Earlier this week, cyber sleuth James Edwards published a report alleging that the Wintermute smart contract exploit was likely conducted by someone with inside knowledge of the firm, questioning activity relating to the compromised smart contract and two stablecoin transactions in particular.

BlockSec has since gone over the claims in a Wednesday post on Medium, suggesting that the “accusation of the Wintermute project is not as solid as the author claimed,” adding in a tweet:

“Our analysis shows that the report is not convincing enough to accuse the Wintermute project.”

In Edward’s original post, he essentially drew attention as to how the hacker was able to enact so much carnage on the exploited Wintermute smart contract that “supposedly had admin access,” despite showing no evidence of having admin capabilities during his analysis.

BlockSec, however, promptly debunked the claims, outlining that “The report just looked up the current state of the account in the mapping variable _setCommonAdmin, however, it is not reasonable because the project may take actions to revoke the admin privilege after knowing the attack.”

It pointed to Etherscan transaction details showing that Wintermute had removed admin privileges once it became aware of the hack.

BlockSec report.
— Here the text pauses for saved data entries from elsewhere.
PR #3562, opened 2025-07-27
[DOC] Document minimum required versions

### LINKED ISSUE #3560: CMake configuration on Ubuntu 20.04 fails with v1.22.0
**Describe your environment** 

Building in docker on ubuntu:20.04 (Image ID b7bab04fd9aa) with libraries from the operating system. CMake version appears to be 3.16 on Ubuntu 20.04 and since the main `CMakeLists.txt` has `cmake_minimum_required(VERSION 3.14)` this should still be fine.

Tested versions:

|Version|Result |
|-----------|----------|
|v1.20.0 |OK       |
|v1.21.0 |OK       |
|v1.22.0 |ERROR|
|main     |ERROR|

The offending commit appears to be 3eec22c9a05ca4ac7a7bae4cf272954ceb6a1d83.

**Steps to reproduce**

Save the following script as `testing-ubuntu.sh`:
```
#!/bin/sh                                                                                                                                     
#                                                                                                                                             
# Usage: ./testing-ubuntu.sh GIT_TAG                                                                                                          
#                                                                                                                                             

git_tag=$1

apt update
apt -y install git g++ protobuf-compiler libprotobuf-dev cmake libcurl4-openssl-dev

git clone -j 32 --recurse-submodules --shallow-submodules --depth=1 --branch=$git_tag https://github.com/open-telemetry/opentelemetry-cpp.git
mkdir /build && cd /build
cmake ../opentelemetry-cpp -DCMAKE_INSTALL_PREFIX=$PWD -DCMAKE_BUILD_TYPE=RelWithDebInfo -DWITH_ASYNC_EXPORT_PREVIEW=OFF -DCMAKE_POSITION_INDEPENDENT_CODE=Y -DBUILD_SHARED_LIBS=N -DWITH_ABI_VERSION_1=N -DWITH_ABI_VERSION_2=Y -DWITH_STL=CXX17 -DWITH_ABSEIL=N -DBUILD_TESTING=N -DWITH_BENCHMARK=N -DWITH_FUNC_TESTS=N -DWITH_EXAMPLES=N -DWITH_OTLP_GRPC=N -DWITH_OTLP_HTTP=Y -DWITH_OTLP_HTTP_COMPRESSION=N
make
```
Then run the following commands to reproduce the problem:
```
chmod +x testing-ubuntu.sh
docker run -d --rm --name=test-container ubuntu:20.04 sleep 11111
docker cp testing-ubuntu.sh test-container:/
docker exec -ti test-container /testing-ubuntu.sh v1.22.0
```

With version v1.22.0, the `cmake` step will fail with:
```
-- Using the single-header code from /opentelemetry-cpp/third_party/nlohmann-json/single_include/
CMake Error in third_party/nlohmann-json/CMakeLists.txt:
  INTERFACE_LIBRARY targets may only have whitelisted properties.  The
  property "CXX_INCLUDE_WHAT_YOU_USE" is not allowed.


CMake Error in third_party/nlohmann-json/CMakeLists.txt:
  INTERFACE_LIBRARY targets may only have whitelisted properties.  The
  property "CXX_CLANG_TIDY" is not allowed.
```

With version v1.21.0 and older, this issue does not appear. Reverting commit 3eec22c9a05ca4ac7a7bae4cf272954ceb6a1d83 also fixes the problem.

None of these problems appear with Ubuntu 22.04 or newer.

I expected the configuration to complete without errors or to fail with an error reporting that this version of CMake is not supported.

CMake configuration fails as a result of passing incompatible properties.

**Additional context**

Additionally, even if the configuration step is fixed, it appears that the version of `protoc` is not new enough as the build fails with the following error:
```
[  0%] [Run]: "/usr/bin/protoc" "--proto_path=/opentelemetry-cpp/third_party/opentelemetry-proto" "--cpp_out=/build/generated/third_party/opentelemetry-proto" "--experimental_allow_proto3_optional" "/opentelemetry-cpp/third_party/opentelemetry-proto/opentelemetry/proto/common/v1/common.proto" "/opentelemetry-cpp/third_party/opentelemetry-proto/opentelemetry/proto/resource/v1/resource.proto" "/opentelemetry-cpp/third_party/opentelemetry-proto/opentelemetry/proto/trace/v1/trace.proto" "/opentelemetry-cpp/third_party/opentelemetry-proto/opentelemetry/proto/logs/v1/logs.proto" "/opentelemetry-cpp/third_party/opentelemetry-proto/opentelemetry/proto/metrics/v1/metrics.proto" "/opentelemetry-cpp/third_party/opentelemetry-proto/opentelemetry/proto/profiles/v1development/profiles.proto" "/opentelemetry-cpp/third_party/opentelemetry-proto/opentelemetry/proto/collector/trace/v1/trace_service.proto" "/opentelemetry-cpp/third_party/opentelemetry-proto/opentelemetry/proto/collector/logs/v1/logs_service.proto" "/opentelemetry-cpp/third_party/opentelemetry-proto/opentelemetry/proto/collector/metrics/v1/metrics_service.proto" "/opentelemetry-cpp/third_party/opentelemetry-proto/opentelemetry/proto/collector/profiles/v1development/profiles_service.proto"
Unknown flag: --experimental_allow_proto3_optional
```

I believe that there are implicit version dependencies on the tools that are used and there are missing version checks in the CMake files which fail to report them. I couldn't find any mention of required versions for the various components so I assume that it should work with what is in the OS repositories.

I'm attempting to find out what are the minimum supported versions of the various libraries that opentelemetry-cpp requires to successfully build to provide at least the HTTP protocol metrics exporting. I'm currently facing problems on Ubuntu 20.04 which, while in practice it's EOL since it's out of Maintenance & Security Support, is still claimed in `main` to be a "supported" platform (in the CI list) and thus I'd expect it to work. What I'm actually after is trying to get it to build on Rocky Linux 8 which also has an older version of protobuf in the OS repositories.

If there's a minimum version of protobuf that's required, which I believe there is as the comment next to the code that adds the `--experimental_allow_proto3_optional` flag says that it's added in version 3.13, documenting it in the dependencies and adding a check in CMake would be very much appreciated.

markus456:
The libraries that opentelemetry-cpp requires have minimum required versions which are higher than the ones that are natively available on the systems being tested. By listing the exact versions of the libraries, the dependencies are clearly stated which removes the guesswork from build problems.

This contribution is submitted by me as an individual.

Fixes #3560

## Changes


dbarker:
Thanks for the PR @markus456! The changes generally look good. Just a few CI failures on the `third_party_minimum` file link in the DocFX check and some markdown-lint errors. Please address them and I'll approve.

lalitb:
It would’ve been sufficient to just reference `third_party_minimum`. Maintaining version numbers in multiple places can lead to inconsistencies and is harder to keep in sync.

markus456:
That was what I initially was planning on doing but given that there are not that many external dependencies and that they appear to not change super frequently, I figured it'd be nicer for the end-user to just directly see it from the markdown document. If it's too much, it can of course be removed.

marcalff:
> It would’ve been sufficient to just reference `third_party_minimum`. Maintaining version numbers in multiple places can lead to inconsistencies and is harder to keep in sync.

This also helps ease of use, even if this means a (little) more maintenance on changes.

Having to follow a trail of bread crumbs just to figure out what is needed to start with opentelemetry-cpp increases the barrier of entry, and the cost of taking the wrong path (build failures as reported) right from the start can be a show stopper preventing adoption.

It is a tradeoff with maintenance, but has merits too.

lalitb:
> Having to follow a trail of bread crumbs just to figure out what is needed to start with opentelemetry-cpp increases the barrier of entry, and the cost of taking the wrong path (build failures as reported) right from the start can be a show stopper preventing adoption.

What if we keep the single source but make the path more obvious? Like adding a clear callout in INSTALL.md, something like "Quick Start Prerequisites". Or maybe auto-generate this information from canonical source.

Anyway, nothing against this PR - it's already merged and addresses a real user pain point. Just something to think about for future cases like this. For now, hopefully we can keep both places updated when versions change.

Source: Medium

Edwards also questioned the reasons why Wintermute had $13 million worth of Tether (USDT) transferred from two or their accounts on two different exchanges to their smart contract just two minutes after it was compromised, suggesting it was foul play.

Related: Tribe DAO votes in favor of repaying victims of $80M Rari hack

Addressing this, BlockSec argued that this is not as suspicious as it appears, as the hacker could have been monitoring Wintermute transferring transactions, possibly via bots, to swoop in:

“However, it is not as plausible as it claimed. The attacker could monitor the activity of the transferring transactions to achieve the goal. It is not quite weird from a technical point of view. For example, there exist some on-chain MEV-bots which continuously monitor the transactions to make profits.”

As previously stated in Cointelegraph’s first article on the matter, Wintermute has strongly refuted Edwards’ claims and has asserted that his methodology is full of inaccuracies.